Some books take everything away. They take your breath away and you never let go. This is the case with the book Un enfant sans histoire, by our collaborator Minh Tran Huy. Once you have read it, it leaves you knocked out in the face of the mysterious continent you have just crossed: autism. — Valery de Buchet, MADAME FIGARO

A novel that is both tender and conveys a brutal reality: that of parents powerless to cope with the difficulties of a son who will never be able to read this book. — Anaëlle Forveille, OUEST FRANCE

The title alone is painful. It alone speaks of pain, suffering and almost acceptance. But there is definitely a story nestled between these pages. — Florence Dalmas, LE DAUPHINÉ LIBÉRÉ

A tender, moving, luminous novel that also aims to raise awareness of what still needs to be done in France to help children and parents of children with autism spectrum disorders. — Aurélie Janssens, PAGE DES LIBRAIRES

“I would have liked to be able to offer you life rather than a book”, writes the author who would so much like her story to move and bring a little beauty. She has achieved this. With Un enfant sans histoire, she offers us a heartbreaking, but fascinating book, shot through with grace. — Patricia Reznikov, LIRE MAGAZINE LITTÉRAIRE

Whether the topic concerns you or not, this is a book for everyone. — RADIO LIBERTAIRE – Idéaux et débats

The success of this inspired book is that it escapes its creator like a child who has grown up. In literature, to give is to give, to take back is to create. — Antoine Perraud, LA CROIX

Minh Tran Huy delivers a powerful literary plea that awakens to this essential truth, perpetually threatened: there is not only one way to be human. — Lauren Malka, CAUSETTE

Un enfant sans histoire tells the story of what the arrival of a child like Paul does to a mother and father, and the battle they must wage in all areas, from diagnosis to care. To succeed in making tangible what we turn away from is only one quality of this book of struggle and love. — Alain Nicolas, L’HUMANITÉ

A very restrained writing style which only gives more relief to a deeply moving testimony. If a non-verbal autistic person is condemned to silence, this does not mean that he has no story. […] Between testimony, letter, diary, investigation and essay, this is a strong and courageous book, served by a subtly changing writing style. — Sophie Ehrsam, EN ATTENDANT NADEAU

A novelist, avid reader and fervent lover of fiction, Minh Tran Huy never imagined that she would allow reality to invade her writing. She had never imagined either that the birth of her first son Paul would bring her into intimate contact with disability and turn her into an unwilling expert on the disorders of the autism spectrum and how they are treated (or go untreated). Nor did she imagine that her vocabulary bank and address book would expand so much, or that her relationship to the world would be enriched by so many acronyms, statistics, methodologies and benchmarks – an accumulation of information and knowledge far from her poetic sensibilities even though they can constitute a formidable, if at times fragile, response to impotence. It is through literature that Tran Huy manages to wrestle with and express this earth-shattering experience, the challenge being to recount a story that eludes all conventional narrative strategies.

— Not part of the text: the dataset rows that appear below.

PR #539, opened 2021-07-28
chore: update SvgIcon stories to only use color tokens file

anniehu4:
### Summary:

There was a TODO comment in the story file to use "fixed exports of js colors", instead of filtering through all tokens. I hit a "missing declaration file" issue when trying to import it directly, so I also added a `.ts` version of the file (more detail in inline comment)

### Test Plan:
confirm color control still works in storybook:
svg icon colors


packages/components/src/SVGIcon/SVGIcon.stories.tsx
```diff
@@ -1,9 +1,9 @@
+import * as ColorTokens from "@chanzuckerberg/eds-tokens/ts/colors";
```
anniehu4, line 1: This is exactly the same as `js/colors.js`, but avoids the error
```
Could not find a declaration file for module 'module-name'. '/path/to/module-name.js' implicitly has an 'any' type
```

I think we need to keep the `js` one around still, for flexible use

dierat (approved):

packages/tokens/style-dictionary.config.js
```diff
@@ -51,6 +51,18 @@ const EDSStyleDictionary = StyleDictionary.extend({
             },
           },
         },
+        {
+          format: "javascript/es6",
+          destination: "ts/colors.ts",
```
ahuth, line 56: Can we avoid needing the duplicate TS file by setting `checkJs: true` in the tsconfig?

ahuth (approved):

packages/tokens/style-dictionary.config.js
anniehu4: I tried turning on `allowJs` & `checkJs` but still saw the error 😬 

Screen Shot 2021-07-29 at 12 30 59 PM

anniehu4:
codecov :')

For Paul is diagnosed with a serious condition and, despite his handsome looks, he does not fall into that Hollywood category of autistic savants. As the years pass, she has to abandon the notion of the secretly brilliant child and resolve herself to adapting Paul as far as possible to a world that has not reckoned on having to accommodate a person like him.

It is as a highly disciplined writer that the mother in distress constructs a narrative capable of capturing Paul’s experience. We know from her novels that she is attracted to correspondences and echo chambers, which are central to her calm and precise art of weaving together narrative strands. By unpacking the story of Temple Grandin, the autistic anti-Paul and animal behaviourist who became a prominent campaigner for the humane treatment of animals and the quintessential American embodiment of a socially integrated autistic person, she manages to make the silence resonate.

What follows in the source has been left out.